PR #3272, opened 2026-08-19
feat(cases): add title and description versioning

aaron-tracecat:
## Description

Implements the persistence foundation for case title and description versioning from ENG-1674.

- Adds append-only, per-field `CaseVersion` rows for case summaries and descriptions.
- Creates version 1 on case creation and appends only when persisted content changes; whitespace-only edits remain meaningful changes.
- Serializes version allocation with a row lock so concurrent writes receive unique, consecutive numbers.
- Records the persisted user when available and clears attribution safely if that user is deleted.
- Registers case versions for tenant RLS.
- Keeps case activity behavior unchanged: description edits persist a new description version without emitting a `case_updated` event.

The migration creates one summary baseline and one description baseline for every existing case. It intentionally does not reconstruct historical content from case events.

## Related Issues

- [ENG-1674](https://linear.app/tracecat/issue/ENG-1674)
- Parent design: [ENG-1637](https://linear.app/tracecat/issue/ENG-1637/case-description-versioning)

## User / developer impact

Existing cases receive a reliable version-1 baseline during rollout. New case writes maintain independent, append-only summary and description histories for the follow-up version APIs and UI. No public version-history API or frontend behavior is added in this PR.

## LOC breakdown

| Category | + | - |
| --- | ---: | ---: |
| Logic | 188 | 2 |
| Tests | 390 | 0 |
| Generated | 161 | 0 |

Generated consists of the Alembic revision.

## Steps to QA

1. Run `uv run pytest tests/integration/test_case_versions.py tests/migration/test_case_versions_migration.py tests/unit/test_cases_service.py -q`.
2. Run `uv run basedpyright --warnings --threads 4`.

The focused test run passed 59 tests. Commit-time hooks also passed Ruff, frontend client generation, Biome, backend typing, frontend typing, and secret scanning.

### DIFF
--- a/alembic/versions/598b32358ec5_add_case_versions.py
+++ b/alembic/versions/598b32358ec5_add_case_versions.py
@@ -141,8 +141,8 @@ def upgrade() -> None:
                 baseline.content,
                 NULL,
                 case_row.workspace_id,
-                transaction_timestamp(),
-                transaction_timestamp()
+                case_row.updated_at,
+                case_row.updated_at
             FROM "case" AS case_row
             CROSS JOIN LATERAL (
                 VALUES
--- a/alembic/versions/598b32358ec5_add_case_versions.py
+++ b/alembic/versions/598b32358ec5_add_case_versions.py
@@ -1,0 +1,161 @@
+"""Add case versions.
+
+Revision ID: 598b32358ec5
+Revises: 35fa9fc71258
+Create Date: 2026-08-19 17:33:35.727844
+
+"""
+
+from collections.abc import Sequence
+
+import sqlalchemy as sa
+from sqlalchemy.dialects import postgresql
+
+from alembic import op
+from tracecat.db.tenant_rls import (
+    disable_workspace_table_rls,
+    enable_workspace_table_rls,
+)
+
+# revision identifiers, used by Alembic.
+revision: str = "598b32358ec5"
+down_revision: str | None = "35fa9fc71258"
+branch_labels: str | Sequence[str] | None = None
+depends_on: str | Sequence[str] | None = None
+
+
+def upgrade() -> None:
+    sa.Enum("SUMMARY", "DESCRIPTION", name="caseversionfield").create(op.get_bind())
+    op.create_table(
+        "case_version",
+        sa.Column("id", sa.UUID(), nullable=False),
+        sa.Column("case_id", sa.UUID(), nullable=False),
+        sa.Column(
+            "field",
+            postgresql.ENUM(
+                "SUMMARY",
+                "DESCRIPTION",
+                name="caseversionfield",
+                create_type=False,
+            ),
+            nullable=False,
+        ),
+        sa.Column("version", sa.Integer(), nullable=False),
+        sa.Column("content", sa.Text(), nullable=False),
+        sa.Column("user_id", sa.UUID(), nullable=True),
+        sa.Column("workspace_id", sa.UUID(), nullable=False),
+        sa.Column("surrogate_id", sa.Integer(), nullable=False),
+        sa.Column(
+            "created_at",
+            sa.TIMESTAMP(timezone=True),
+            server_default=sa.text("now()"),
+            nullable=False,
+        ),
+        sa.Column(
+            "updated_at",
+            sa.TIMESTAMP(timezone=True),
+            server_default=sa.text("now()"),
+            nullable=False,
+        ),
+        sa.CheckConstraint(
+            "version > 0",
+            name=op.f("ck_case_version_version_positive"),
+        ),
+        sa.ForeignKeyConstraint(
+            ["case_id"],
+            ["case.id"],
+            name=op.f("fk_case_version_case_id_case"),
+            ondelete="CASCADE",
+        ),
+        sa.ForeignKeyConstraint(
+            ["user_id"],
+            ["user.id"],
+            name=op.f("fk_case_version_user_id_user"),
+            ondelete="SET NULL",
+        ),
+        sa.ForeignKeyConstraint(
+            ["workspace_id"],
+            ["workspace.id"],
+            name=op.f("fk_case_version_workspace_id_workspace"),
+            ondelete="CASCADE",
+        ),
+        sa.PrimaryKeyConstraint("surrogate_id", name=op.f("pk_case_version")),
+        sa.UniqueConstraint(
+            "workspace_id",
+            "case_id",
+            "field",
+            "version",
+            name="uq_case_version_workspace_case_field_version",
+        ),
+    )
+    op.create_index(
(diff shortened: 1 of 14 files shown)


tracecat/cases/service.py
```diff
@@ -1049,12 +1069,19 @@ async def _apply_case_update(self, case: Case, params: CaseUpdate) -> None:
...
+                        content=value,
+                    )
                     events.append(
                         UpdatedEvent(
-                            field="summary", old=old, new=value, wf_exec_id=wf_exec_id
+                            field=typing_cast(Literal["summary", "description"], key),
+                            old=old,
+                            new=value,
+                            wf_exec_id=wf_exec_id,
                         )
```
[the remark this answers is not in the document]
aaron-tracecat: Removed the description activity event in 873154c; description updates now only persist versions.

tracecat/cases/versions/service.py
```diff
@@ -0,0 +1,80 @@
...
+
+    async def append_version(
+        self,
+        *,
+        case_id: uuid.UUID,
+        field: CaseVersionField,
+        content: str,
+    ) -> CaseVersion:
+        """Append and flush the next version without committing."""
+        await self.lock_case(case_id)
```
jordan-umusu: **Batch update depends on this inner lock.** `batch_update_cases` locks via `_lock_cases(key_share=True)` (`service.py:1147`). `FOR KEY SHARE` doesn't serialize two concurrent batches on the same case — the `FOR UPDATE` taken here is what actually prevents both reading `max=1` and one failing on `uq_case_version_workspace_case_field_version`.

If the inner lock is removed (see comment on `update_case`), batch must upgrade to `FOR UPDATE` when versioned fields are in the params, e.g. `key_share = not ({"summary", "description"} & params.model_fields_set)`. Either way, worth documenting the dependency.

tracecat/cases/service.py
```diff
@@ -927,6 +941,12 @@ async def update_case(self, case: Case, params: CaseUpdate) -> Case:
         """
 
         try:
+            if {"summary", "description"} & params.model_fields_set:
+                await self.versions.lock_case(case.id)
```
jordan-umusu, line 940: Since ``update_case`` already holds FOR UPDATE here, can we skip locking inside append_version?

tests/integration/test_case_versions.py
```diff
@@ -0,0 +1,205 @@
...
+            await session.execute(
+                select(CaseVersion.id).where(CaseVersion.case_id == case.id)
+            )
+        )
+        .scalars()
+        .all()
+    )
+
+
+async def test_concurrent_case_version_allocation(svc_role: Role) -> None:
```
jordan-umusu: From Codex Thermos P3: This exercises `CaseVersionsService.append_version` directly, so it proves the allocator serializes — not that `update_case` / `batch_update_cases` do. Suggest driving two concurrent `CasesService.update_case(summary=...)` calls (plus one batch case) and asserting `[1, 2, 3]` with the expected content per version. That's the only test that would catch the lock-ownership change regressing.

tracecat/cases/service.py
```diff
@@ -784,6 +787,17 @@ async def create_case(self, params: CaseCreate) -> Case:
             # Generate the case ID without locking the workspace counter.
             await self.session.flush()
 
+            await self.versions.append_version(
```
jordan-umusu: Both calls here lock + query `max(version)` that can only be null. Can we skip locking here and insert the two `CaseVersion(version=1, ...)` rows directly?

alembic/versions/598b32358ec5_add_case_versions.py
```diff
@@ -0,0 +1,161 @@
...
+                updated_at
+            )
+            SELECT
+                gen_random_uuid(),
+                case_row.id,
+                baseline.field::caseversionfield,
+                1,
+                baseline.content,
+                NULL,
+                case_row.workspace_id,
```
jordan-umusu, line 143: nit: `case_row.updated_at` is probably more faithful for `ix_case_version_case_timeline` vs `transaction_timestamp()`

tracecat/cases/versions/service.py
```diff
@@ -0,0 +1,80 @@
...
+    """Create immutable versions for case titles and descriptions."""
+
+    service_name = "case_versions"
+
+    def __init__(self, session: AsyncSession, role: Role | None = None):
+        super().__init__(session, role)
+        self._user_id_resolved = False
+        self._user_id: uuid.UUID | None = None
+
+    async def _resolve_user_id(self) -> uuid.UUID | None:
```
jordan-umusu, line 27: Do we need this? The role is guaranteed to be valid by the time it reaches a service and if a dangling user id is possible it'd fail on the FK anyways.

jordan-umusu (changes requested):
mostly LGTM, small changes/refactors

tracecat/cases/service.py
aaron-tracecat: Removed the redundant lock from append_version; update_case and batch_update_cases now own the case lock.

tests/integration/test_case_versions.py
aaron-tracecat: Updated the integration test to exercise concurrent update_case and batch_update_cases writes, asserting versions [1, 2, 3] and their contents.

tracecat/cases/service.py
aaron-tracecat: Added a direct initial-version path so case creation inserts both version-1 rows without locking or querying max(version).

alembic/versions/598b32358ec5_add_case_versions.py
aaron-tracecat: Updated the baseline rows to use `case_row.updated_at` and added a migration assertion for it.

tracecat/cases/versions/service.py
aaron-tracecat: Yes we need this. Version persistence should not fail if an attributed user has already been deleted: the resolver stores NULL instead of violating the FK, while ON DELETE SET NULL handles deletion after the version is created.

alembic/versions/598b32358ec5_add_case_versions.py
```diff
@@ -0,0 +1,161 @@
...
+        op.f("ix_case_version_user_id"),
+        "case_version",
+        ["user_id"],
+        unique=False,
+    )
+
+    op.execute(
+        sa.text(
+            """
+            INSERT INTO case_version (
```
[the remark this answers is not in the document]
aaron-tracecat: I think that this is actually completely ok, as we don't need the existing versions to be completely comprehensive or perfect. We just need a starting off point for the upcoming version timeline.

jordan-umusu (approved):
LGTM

==

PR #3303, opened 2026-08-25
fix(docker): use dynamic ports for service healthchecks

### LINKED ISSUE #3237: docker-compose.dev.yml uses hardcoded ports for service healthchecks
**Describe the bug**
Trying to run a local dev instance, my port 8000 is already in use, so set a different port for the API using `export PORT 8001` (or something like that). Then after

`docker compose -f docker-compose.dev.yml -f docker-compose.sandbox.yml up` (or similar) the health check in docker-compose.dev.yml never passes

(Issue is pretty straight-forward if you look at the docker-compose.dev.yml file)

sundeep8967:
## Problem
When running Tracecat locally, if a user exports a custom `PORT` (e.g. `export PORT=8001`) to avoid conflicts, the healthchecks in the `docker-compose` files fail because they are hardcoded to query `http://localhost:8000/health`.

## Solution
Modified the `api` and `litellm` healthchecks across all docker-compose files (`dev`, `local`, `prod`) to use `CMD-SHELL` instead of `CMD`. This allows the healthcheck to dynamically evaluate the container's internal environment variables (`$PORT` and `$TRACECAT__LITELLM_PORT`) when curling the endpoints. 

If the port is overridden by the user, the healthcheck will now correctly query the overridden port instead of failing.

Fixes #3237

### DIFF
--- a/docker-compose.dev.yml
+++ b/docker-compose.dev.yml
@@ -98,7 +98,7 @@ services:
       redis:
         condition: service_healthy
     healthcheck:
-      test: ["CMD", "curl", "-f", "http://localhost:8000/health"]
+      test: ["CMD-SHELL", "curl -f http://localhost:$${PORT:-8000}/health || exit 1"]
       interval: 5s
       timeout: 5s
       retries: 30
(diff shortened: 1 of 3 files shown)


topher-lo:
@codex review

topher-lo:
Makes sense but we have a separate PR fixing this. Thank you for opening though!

> [WORK REQUIRED]:
Return every line from the material that contains the word "session".

> [OUTPUT OF THE EXERCISE]:
+            await session.execute(
             await self.session.flush()
+    def __init__(self, session: AsyncSession, role: Role | None = None):
+        super().__init__(session, role)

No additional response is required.